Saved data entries
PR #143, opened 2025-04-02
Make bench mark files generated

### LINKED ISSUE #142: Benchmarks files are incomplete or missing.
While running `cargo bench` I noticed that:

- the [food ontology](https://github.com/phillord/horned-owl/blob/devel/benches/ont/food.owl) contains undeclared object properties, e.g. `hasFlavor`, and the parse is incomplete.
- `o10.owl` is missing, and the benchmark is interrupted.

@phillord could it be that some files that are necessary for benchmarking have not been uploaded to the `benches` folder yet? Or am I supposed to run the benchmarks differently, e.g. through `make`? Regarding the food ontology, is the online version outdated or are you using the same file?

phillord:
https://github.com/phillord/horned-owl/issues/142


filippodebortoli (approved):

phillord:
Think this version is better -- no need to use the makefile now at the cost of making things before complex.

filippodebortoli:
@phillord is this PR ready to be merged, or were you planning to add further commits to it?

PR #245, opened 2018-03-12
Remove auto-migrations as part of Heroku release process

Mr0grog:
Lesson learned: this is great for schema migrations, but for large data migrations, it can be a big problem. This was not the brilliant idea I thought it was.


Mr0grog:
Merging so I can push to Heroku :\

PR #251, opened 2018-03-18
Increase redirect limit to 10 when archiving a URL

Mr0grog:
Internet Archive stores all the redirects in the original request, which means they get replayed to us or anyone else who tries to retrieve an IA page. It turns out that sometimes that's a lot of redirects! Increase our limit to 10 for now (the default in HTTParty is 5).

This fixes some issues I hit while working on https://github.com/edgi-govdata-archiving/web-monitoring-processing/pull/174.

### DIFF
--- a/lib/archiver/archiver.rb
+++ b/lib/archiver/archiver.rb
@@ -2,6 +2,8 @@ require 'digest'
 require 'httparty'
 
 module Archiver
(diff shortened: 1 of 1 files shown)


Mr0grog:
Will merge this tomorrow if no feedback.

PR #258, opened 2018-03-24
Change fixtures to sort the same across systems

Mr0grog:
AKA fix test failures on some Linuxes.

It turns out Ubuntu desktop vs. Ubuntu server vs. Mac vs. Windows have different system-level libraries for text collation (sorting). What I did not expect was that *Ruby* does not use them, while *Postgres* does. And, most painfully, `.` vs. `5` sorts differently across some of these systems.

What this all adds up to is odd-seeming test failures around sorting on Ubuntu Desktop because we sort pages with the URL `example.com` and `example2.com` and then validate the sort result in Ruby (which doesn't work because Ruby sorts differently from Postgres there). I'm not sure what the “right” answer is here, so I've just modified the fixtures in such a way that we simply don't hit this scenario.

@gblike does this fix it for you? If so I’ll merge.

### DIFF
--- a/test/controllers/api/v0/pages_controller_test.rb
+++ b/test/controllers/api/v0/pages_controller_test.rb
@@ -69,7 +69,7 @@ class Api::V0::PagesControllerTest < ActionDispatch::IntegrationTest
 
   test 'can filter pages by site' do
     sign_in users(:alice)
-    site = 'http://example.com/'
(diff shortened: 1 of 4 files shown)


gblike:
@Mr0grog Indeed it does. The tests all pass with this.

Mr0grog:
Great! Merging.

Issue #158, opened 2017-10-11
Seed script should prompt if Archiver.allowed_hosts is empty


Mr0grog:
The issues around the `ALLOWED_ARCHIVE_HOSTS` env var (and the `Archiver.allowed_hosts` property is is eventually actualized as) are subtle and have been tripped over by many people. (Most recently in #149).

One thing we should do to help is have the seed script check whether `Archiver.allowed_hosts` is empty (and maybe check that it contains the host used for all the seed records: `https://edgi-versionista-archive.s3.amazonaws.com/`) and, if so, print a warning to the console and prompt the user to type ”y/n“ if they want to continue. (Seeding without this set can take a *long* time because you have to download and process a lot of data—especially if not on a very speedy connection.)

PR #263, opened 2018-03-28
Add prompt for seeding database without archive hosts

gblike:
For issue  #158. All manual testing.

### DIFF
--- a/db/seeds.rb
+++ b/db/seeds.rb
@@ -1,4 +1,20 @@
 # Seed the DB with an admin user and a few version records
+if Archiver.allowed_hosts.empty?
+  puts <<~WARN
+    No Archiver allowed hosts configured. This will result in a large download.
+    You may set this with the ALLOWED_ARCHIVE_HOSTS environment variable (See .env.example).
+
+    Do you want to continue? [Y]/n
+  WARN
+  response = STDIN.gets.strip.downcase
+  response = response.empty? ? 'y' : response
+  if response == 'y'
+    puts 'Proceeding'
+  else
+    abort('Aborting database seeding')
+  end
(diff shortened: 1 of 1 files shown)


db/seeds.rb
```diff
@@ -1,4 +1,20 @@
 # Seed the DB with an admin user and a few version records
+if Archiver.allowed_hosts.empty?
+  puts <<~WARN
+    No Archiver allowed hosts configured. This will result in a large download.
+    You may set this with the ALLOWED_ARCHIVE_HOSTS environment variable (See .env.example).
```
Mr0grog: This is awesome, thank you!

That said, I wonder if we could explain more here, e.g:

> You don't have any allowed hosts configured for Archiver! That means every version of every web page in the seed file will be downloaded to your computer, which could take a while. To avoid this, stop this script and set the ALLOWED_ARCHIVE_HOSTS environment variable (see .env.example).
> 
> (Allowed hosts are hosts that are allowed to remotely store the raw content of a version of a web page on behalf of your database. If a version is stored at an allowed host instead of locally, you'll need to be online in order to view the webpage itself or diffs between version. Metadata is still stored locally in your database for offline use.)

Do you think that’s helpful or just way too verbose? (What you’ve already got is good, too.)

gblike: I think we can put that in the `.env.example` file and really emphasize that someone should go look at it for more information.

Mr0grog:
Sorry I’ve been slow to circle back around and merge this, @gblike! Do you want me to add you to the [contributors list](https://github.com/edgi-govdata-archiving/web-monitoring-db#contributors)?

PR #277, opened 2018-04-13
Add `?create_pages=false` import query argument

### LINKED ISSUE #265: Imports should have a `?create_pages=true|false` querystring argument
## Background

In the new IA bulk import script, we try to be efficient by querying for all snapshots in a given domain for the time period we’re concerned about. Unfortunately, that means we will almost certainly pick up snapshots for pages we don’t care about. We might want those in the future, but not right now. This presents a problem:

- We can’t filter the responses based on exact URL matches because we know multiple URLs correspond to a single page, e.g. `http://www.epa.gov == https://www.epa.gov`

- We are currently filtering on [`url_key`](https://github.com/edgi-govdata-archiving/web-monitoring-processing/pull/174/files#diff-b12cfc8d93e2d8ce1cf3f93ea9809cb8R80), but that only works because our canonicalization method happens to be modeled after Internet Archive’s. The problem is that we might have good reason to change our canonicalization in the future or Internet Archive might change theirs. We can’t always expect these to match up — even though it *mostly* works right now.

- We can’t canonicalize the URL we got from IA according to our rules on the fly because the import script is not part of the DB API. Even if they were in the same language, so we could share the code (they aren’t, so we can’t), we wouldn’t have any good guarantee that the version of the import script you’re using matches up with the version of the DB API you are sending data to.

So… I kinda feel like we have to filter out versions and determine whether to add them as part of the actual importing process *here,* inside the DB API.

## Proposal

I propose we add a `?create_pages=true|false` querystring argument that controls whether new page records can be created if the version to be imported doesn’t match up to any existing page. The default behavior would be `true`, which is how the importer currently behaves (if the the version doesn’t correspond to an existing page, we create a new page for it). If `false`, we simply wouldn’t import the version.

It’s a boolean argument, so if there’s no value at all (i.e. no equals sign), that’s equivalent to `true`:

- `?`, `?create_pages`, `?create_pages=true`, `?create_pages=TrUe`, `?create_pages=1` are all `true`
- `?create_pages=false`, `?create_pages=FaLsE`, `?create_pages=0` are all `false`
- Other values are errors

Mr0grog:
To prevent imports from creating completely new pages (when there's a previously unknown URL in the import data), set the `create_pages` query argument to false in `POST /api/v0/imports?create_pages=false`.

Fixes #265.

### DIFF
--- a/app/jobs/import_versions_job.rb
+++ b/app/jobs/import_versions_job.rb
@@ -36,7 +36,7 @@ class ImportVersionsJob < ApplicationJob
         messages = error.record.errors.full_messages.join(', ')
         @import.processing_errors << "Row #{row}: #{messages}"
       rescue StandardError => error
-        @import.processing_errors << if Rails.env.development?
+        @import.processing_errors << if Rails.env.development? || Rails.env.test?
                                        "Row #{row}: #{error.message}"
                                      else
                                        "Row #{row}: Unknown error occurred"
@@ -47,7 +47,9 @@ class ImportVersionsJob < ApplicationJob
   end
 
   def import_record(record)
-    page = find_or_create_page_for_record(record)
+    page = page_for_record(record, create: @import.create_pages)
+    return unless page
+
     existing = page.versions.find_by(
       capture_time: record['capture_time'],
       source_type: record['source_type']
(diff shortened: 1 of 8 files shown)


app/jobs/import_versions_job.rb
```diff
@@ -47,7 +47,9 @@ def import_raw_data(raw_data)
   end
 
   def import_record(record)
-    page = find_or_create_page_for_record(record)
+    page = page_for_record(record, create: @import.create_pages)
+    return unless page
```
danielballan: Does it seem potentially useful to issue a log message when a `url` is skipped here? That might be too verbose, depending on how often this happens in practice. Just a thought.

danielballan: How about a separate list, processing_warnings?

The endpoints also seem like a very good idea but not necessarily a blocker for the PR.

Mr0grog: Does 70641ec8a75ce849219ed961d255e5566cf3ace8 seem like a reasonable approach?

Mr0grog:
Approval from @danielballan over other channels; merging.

■ Try it:
Look above for the line holding "the same file?", then set down exactly that line and every line after it up to and including the line holding "require 'httparty'", with nothing else.

■ Your solution:
@phillord could it be that some files that are necessary for benchmarking have not been uploaded to the `benches` folder yet? Or am I supposed to run the benchmarks differently, e.g. through `make`? Regarding the food ontology, is the online version outdated or are you using the same file?

phillord:
https://github.com/phillord/horned-owl/issues/142


filippodebortoli (approved):

phillord:
Think this version is better -- no need to use the makefile now at the cost of making things before complex.

filippodebortoli:
@phillord is this PR ready to be merged, or were you planning to add further commits to it?

PR #245, opened 2018-03-12
Remove auto-migrations as part of Heroku release process

Mr0grog:
Lesson learned: this is great for schema migrations, but for large data migrations, it can be a big problem. This was not the brilliant idea I thought it was.


Mr0grog:
Merging so I can push to Heroku :\

PR #251, opened 2018-03-18
Increase redirect limit to 10 when archiving a URL

Mr0grog:
Internet Archive stores all the redirects in the original request, which means they get replayed to us or anyone else who tries to retrieve an IA page. It turns out that sometimes that's a lot of redirects! Increase our limit to 10 for now (the default in HTTParty is 5).

This fixes some issues I hit while working on https://github.com/edgi-govdata-archiving/web-monitoring-processing/pull/174.

### DIFF
--- a/lib/archiver/archiver.rb
+++ b/lib/archiver/archiver.rb
@@ -2,6 +2,8 @@ require 'digest'
 require 'httparty'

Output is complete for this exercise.